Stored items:

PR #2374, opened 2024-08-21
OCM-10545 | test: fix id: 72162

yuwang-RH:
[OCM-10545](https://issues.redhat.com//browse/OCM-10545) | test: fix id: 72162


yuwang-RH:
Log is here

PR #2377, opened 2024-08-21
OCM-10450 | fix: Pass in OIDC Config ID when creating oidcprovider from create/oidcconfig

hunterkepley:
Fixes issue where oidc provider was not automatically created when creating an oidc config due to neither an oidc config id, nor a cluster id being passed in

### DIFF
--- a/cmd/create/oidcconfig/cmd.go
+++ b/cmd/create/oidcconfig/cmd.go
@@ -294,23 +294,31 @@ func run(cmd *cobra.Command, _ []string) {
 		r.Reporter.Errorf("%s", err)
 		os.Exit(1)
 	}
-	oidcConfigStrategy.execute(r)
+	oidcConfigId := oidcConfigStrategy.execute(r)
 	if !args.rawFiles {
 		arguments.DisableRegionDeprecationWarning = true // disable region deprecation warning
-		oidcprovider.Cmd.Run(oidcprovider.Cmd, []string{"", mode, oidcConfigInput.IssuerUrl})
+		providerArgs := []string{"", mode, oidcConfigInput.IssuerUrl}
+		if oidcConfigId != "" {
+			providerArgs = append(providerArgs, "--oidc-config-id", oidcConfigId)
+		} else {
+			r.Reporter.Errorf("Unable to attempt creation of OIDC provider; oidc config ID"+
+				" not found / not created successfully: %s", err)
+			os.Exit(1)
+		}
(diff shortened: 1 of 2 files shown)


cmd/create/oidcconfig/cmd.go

[TASK REQUIREMENTS] Which lines above contain "oidcConfigId"? Show each of them.

[SOLUTION TO THIS PROBLEM]
+	oidcConfigId := oidcConfigStrategy.execute(r)
+		if oidcConfigId != "" {
+			providerArgs = append(providerArgs, "--oidc-config-id", oidcConfigId)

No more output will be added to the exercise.